- [What is being asked]:
With nothing left out, repeat every entry exactly.

# # # # # # #

PR #413, opened 2023-03-02
Add e2e test for disabled rules

ttuffin:
Closes [AAP-9792](https://issues.redhat.com/browse/AAP-9792).

### DIFF
--- a/tests/e2e/files/rulebooks/test_disabled_rules.yml
+++ b/tests/e2e/files/rulebooks/test_disabled_rules.yml
@@ -1,0 +1,53 @@
+---
+- name: Ruleset 1
+  hosts: all
+  sources:
+    - generic:
+        event_delay: 0.5
+        payload:
+          - action: "trigger_enabled_rule"
+          - action: "trigger_disabled_rule"
+
+  rules:
+    - name: Enabled rule
+      enabled: true
+      condition: event.action == "trigger_enabled_rule"
+      actions:
+        - post_event:
+            ruleset: Ruleset 2
+            event:
+              action: "post_to_disabled_rule"
+        - set_fact:
+            fact:
+              action: "fact_to_disabled_rule"
+        - debug:
+            msg: "Enabled rule fired correctly"
+
+    - name: Disabled rule (from source event)
+      enabled: false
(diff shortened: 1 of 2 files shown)


tests/e2e/files/rulebooks/test_disabled_rules.yml
```diff
@@ -0,0 +1,53 @@
+---
+- name: Ruleset 1
+  hosts: all
+  sources:
+    - generic:
+        event_delay: 0.5
```
Alex-Izquierdo, line 6: This should be a variable

tests/e2e/files/rulebooks/test_disabled_rules.yml
```diff
@@ -0,0 +1,53 @@
...
+        payload:
+          - action: "trigger_enabled_rule"
+          - action: "trigger_disabled_rule"
+
+  rules:
+    - name: Enabled rule
+      enabled: true
```
Alex-Izquierdo, line 13: I wonder if it supports variable substitution.

ttuffin: Good question. The schema doesn't allow it. @mkanoor, what do you think about allowing variable substitution or the `enabled` param?

tests/e2e/files/rulebooks/test_disabled_rules.yml
ttuffin: The default event delay is too high so we won't use that. Do you mean to specify the value in the test, or add a new key in default.yml?

tests/e2e/files/rulebooks/test_disabled_rules.yml
mkanoor: @ttuffin I am not sure about it, so far only the name has substitution enabled. We can discuss in the dev sync call

Alex-Izquierdo: I think it could be good. Let's discuss it there.

Alex-Izquierdo (approved):

mkanoor (approved):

# # # # # # #

- [Exercise answer]:
PR #413, opened 2023-03-02
Add e2e test for disabled rules

ttuffin:
Closes [AAP-9792](https://issues.redhat.com/browse/AAP-9792).

### DIFF
--- a/tests/e2e/files/rulebooks/test_disabled_rules.yml
+++ b/tests/e2e/files/rulebooks/test_disabled_rules.yml
@@ -1,0 +1,53 @@
+---
+- name: Ruleset 1
+  hosts: all
+  sources:
+    - generic:
+        event_delay: 0.5
+        payload:
+          - action: "trigger_enabled_rule"
+          - action: "trigger_disabled_rule"
+
+  rules:
+    - name: Enabled rule
+      enabled: true
+      condition: event.action == "trigger_enabled_rule"
+      actions:
+        - post_event:
+            ruleset: Ruleset 2
+            event:
+              action: "post_to_disabled_rule"
+        - set_fact:
+            fact:
+              action: "fact_to_disabled_rule"
+        - debug:
+            msg: "Enabled rule fired correctly"
+
+    - name: Disabled rule (from source event)
+      enabled: false
(diff shortened: 1 of 2 files shown)


tests/e2e/files/rulebooks/test_disabled_rules.yml
```diff
@@ -0,0 +1,53 @@
+---
+- name: Ruleset 1
+  hosts: all
+  sources:
+    - generic:
+        event_delay: 0.5
```
Alex-Izquierdo, line 6: This should be a variable

tests/e2e/files/rulebooks/test_disabled_rules.yml
```diff
@@ -0,0 +1,53 @@
...
+        payload:
+          - action: "trigger_enabled_rule"
+          - action: "trigger_disabled_rule"
+
+  rules:
+    - name: Enabled rule
+      enabled: true
```
Alex-Izquierdo, line 13: I wonder if it supports variable substitution.

ttuffin: Good question. The schema doesn't allow it. @mkanoor, what do you think about allowing variable substitution or the `enabled` param?

tests/e2e/files/rulebooks/test_disabled_rules.yml
ttuffin: The default event delay is too high so we won't use that. Do you mean to specify the value in the test, or add a new key in default.yml?

tests/e2e/files/rulebooks/test_disabled_rules.yml
mkanoor: @ttuffin I am not sure about it, so far only the name has substitution enabled. We can discuss in the dev sync call

Alex-Izquierdo: I think it could be good. Let's discuss it there.

Alex-Izquierdo (approved):

mkanoor (approved):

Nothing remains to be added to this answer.